The reboot began with Tattan’s appointment. Being assured of a place in the last six after following up the Limerick triumph by overcoming the Offaly challenge is clear evidence of the continuing advances.
“It always manifests from Kevin in terms of his philosophies as a coach. You know what he brought to this team, even though we have had great managers in years gone by. He has brought a different outlook and a different perspective as well. Even though he probably did his research on times before, he never focused on the three-in-a-row, or what happened before in those types of games. He just set out from the start and got really good people behind him.
“When he first started, back November two years ago, as a team we always had a feeling that the people that were there really wanted to be there for us and not because it was a Wexford senior camogie team. It was that we really wanted to go somewhere in terms of starting out on a journey. It is hugely down to his take as a manager and his style.”
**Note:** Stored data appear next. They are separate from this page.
PR #249, opened 2023-09-09
EE/SW/Extracting-Animal-and-Bird-Sounds

939781369:
YAMNet model


mic-0-hal (changes requested):
Hi Siheng,
The task of detecting events using yamnet is already what Rohit has created. 
Charmaine, Joel, Sizhe have also made progress on this role.
This notebook hasn't been applied to any of our training data.
I would talk to Rohit, Charmaine, Joel, Sizhe about the work they have done.

What is required next is to detect bird sounds in our training files and extract 10 second (time length yet to be confirmed) audio when detected. Note from the file I posted in the group chat that single files can be minutes (up to 17 mins) long and we need to extract the segments from our training files.

Also, the output should be more than just a .csv.
Create a well formatted pandas dataframe. And add visualisations where possible. 

Also, when creating a branch, use "EE/SWe/" in the branch name as requested, to distinguish your branches from Sizhe's

mic-0-hal:
You have also made this branch straight off of main. Files need to be added to the prototypes folder, and there are subfolders in there to put your work, based on the type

The St Martin’s sharpshooter is on a two-year grad programme with AIG, working on a variety of IT projects but they key assignment is one that feels familiar.
“The main thing is the work I am doing on the project now, directly aligns with AIG’s main strategy globally. I think it is always a really good thing to be a part of. To know, even if you take a sporting context, if your goals align as a player with the greater one of the team. That is always a really exciting thing to be a part of.”
Tomorrow’s visit to Semple Stadium to take on a thriving Tipperary feels like a free shot, with qualification assured and a potential place in the semi-finals up for grabs. Foxe doesn’t demur, maintaining that the pressure is on the Bill Mullaney’s charges.
But when the ball is thrown in, the objective will be as it has always been.